[Dataset entries]
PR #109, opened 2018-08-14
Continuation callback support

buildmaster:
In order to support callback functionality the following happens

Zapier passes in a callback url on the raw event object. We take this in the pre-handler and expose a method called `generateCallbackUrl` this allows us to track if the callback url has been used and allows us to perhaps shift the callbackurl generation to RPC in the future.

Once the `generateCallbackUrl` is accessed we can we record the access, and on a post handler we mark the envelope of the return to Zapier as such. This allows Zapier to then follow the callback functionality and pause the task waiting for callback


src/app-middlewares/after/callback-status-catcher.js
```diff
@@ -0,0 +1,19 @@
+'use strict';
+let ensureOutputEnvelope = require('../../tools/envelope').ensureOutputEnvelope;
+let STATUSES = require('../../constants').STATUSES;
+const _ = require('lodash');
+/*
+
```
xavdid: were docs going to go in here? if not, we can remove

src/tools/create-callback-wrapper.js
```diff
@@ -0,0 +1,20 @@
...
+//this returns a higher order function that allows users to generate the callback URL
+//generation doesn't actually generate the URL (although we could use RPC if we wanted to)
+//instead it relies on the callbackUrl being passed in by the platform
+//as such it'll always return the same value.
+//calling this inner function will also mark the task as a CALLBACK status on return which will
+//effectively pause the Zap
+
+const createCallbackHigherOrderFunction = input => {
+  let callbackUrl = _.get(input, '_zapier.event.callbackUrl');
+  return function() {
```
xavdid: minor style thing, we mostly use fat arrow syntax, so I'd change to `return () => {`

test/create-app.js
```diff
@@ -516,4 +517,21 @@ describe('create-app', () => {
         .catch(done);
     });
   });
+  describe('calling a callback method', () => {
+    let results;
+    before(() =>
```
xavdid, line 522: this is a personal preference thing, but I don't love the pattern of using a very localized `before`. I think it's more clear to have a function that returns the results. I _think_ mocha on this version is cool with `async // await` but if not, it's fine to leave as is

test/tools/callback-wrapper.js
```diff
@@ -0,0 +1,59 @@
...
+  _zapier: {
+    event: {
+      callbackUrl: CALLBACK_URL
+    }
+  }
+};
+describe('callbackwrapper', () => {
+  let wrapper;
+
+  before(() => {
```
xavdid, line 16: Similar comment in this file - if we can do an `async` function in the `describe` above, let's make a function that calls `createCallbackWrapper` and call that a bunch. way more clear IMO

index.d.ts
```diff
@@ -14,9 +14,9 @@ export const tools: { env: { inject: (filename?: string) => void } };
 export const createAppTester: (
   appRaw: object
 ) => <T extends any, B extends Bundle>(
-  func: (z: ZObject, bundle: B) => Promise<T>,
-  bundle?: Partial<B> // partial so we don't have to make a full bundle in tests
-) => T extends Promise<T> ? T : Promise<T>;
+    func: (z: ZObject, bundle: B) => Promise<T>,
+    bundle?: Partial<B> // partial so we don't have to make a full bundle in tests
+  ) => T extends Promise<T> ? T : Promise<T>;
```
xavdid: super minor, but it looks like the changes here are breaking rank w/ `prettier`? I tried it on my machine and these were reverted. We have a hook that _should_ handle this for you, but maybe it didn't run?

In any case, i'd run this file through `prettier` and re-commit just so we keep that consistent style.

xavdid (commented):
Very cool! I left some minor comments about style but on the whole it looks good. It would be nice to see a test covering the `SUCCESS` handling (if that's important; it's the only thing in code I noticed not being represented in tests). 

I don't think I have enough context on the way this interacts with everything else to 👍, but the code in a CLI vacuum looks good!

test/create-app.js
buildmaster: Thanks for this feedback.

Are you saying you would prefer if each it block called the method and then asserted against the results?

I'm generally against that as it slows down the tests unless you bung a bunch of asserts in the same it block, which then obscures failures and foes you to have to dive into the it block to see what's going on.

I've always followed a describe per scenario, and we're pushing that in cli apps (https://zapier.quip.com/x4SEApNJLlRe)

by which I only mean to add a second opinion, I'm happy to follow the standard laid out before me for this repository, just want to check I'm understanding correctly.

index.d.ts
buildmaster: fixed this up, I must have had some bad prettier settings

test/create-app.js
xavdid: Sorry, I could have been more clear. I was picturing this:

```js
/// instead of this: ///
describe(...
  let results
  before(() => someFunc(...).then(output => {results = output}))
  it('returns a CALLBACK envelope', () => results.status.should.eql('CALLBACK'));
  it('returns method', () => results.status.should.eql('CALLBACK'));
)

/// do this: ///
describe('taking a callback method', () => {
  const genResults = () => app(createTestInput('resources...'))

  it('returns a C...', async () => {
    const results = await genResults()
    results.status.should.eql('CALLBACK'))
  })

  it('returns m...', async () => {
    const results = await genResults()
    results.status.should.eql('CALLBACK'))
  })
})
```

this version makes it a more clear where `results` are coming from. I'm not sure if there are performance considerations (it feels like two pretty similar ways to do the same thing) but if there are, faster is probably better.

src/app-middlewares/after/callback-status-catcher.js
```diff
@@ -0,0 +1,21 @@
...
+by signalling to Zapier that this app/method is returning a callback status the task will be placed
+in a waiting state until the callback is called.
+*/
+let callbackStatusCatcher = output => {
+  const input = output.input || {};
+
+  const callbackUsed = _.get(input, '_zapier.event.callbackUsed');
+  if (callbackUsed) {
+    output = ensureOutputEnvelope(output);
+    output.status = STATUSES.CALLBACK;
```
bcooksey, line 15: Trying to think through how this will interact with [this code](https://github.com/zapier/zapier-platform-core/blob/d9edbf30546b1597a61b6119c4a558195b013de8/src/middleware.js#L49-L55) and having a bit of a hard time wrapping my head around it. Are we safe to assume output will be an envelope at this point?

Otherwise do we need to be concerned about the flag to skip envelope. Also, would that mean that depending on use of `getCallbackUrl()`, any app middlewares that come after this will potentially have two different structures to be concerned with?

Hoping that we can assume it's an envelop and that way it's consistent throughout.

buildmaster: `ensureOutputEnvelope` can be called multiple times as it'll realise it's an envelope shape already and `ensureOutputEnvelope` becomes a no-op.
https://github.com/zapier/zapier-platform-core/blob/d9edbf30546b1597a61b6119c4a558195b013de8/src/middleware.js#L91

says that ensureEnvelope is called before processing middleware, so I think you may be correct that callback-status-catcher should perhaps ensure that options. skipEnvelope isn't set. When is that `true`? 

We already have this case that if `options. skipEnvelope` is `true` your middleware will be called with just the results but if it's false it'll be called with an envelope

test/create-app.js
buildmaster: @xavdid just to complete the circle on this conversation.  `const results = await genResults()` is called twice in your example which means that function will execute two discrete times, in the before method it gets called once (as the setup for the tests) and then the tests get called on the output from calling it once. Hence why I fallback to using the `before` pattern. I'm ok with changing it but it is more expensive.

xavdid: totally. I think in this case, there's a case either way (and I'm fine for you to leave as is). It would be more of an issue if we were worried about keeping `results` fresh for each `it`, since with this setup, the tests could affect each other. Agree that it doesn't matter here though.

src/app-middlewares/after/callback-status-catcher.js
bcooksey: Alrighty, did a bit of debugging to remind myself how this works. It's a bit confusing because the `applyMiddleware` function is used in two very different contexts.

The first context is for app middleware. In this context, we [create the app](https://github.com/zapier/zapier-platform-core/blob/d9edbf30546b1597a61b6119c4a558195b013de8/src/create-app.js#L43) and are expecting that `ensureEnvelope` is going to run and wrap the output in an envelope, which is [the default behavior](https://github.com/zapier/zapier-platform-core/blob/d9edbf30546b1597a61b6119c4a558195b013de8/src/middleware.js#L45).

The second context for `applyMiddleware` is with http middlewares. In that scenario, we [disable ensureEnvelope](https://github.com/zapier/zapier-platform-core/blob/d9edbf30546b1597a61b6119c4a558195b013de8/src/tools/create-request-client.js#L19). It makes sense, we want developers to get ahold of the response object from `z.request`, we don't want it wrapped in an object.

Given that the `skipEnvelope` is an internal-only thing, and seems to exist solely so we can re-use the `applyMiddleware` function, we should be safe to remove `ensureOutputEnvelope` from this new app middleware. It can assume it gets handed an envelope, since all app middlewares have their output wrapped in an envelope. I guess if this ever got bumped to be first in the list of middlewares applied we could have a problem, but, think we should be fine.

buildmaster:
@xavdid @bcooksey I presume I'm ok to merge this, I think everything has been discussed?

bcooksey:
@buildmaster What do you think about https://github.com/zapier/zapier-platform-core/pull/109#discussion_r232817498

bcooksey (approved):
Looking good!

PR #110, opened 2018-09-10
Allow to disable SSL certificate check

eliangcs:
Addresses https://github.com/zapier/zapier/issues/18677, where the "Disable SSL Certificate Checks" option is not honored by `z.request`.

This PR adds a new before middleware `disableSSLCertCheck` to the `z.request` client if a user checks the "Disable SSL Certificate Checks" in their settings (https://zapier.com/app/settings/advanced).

**Task requirements**. Output the lines of the records above exactly as they appear, from the line containing "xavdid, line 16: Similar" through the line containing "Are you saying".

**Exercise output**.
xavdid, line 16: Similar comment in this file - if we can do an `async` function in the `describe` above, let's make a function that calls `createCallbackWrapper` and call that a bunch. way more clear IMO

index.d.ts
```diff
@@ -14,9 +14,9 @@ export const tools: { env: { inject: (filename?: string) => void } };
 export const createAppTester: (
   appRaw: object
 ) => <T extends any, B extends Bundle>(
-  func: (z: ZObject, bundle: B) => Promise<T>,
-  bundle?: Partial<B> // partial so we don't have to make a full bundle in tests
-) => T extends Promise<T> ? T : Promise<T>;
+    func: (z: ZObject, bundle: B) => Promise<T>,
+    bundle?: Partial<B> // partial so we don't have to make a full bundle in tests
+  ) => T extends Promise<T> ? T : Promise<T>;
```
xavdid: super minor, but it looks like the changes here are breaking rank w/ `prettier`? I tried it on my machine and these were reverted. We have a hook that _should_ handle this for you, but maybe it didn't run?

In any case, i'd run this file through `prettier` and re-commit just so we keep that consistent style.

xavdid (commented):
Very cool! I left some minor comments about style but on the whole it looks good. It would be nice to see a test covering the `SUCCESS` handling (if that's important; it's the only thing in code I noticed not being represented in tests). 

I don't think I have enough context on the way this interacts with everything else to 👍, but the code in a CLI vacuum looks good!

test/create-app.js
buildmaster: Thanks for this feedback.

Are you saying you would prefer if each it block called the method and then asserted against the results?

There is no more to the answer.